The study’s release came less than two weeks before the Centers for Medicare and Medicaid Services (CMS) released revised Conditions of Participation for hospitals and critical access hospitals that require the development and implementation of antimicrobial stewardship programs (ASP) to help reduce inappropriate antibiotic use and antimicrobial resistance.

The rule, first proposed by CMS in 2016, finalized requirements for nursing facilities to have a stewardship program in response to widespread misuse of antibiotics in such settings, a practice that leads to the spread of so-called “superbugs.”

The CDC estimates that of the 4 million patients receiving care in nursing homes, 70% of them received antibiotics in 2017, with up to 75% of those drugs prescribed incorrectly.

The Joint Commission followed suit in 2017, issuing its own standards that require acute care hospitals, critical access hospitals, and nursing homes to have an antibiotic stewardship program to maintain their accreditation. The commission expanded its requirements in June 2019 to include ambulatory care centers, effective as of January 1 this year.

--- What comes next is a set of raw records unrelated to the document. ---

PR #6463, opened 2026-06-19
Add unit tests for MutableResponseMetadata

kamalcis:
**What**
Add comprehensive unit tests for MutableResponseMetadata in the spring-ai-model module.

**Why**
MutableResponseMetadata is a core mutable key-value container used for response metadata, but it previously had no unit test coverage. This left all public API behavior unverified, especially around mutation, retrieval, and edge cases.

**How**
Added MutableResponseMetadataTests covering all public methods and behaviors.

**All operations**
put() stores values correctly and supports chaining
put() overwrites existing values
get() returns stored values with type safety
get() returns null for missing keys
getRequired() returns value when present
getRequired() throws IllegalArgumentException when key is missing
getOrDefault() returns stored value or default when absent
containsKey() correctly reflects key presence
remove() deletes entry and returns previous value
remove() returns null for missing keys
clear() removes all entries
isEmpty() correctly reflects state
keySet() returns all keys and is unmodifiable
entrySet() returns all entries and is unmodifiable
computeIfAbsent() inserts value when missing
computeIfAbsent() does not overwrite existing values
getRawMap() reflects current internal state

**Checklist**
 Unit tests added
 All tests pass (/mvnw clean test -pl spring-ai-model -Dtest=MutableResponseMetadataTests -Dmaven.build.cache.enabled=
false)
 Signed-off-by included
 Covers edge cases and mutation behavior

 @sdeleuze requesting your review on this change.

### DIFF
--- a/spring-ai-model/src/test/java/org/springframework/ai/model/MutableResponseMetadataTests.java
+++ b/spring-ai-model/src/test/java/org/springframework/ai/model/MutableResponseMetadataTests.java
@@ -1,0 +1,183 @@
+/*
+ * Copyright 2023-present the original author or authors.
+ *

Where hospitals have failed in their efforts to curb antibiotic use, some have found success in alternatives, such as technological improvements to housekeeping practices.

For example, it’s been known for centuries that minerals such as copper and silver have antimicrobial properties that repel infections; now, some healthcare facilities nationwide are embedding these materials into high-touch surfaces in hospital rooms such as countertops, over-the-bed tables, bed rails, and textiles ranging from bed linens to patient gowns.

Others have experimented with so-called “germ-zapping robots” that automatically scan the surfaces in a room and bathe the room in ultraviolet light—neutralizing deadly germs and preventing them from multiplying. At a cost of around $100,000, and boasting a disinfection rate of close to 90%, these robots are a cost worth incurring, many hospitals say, especially when the tool is added to existing housekeeping efforts.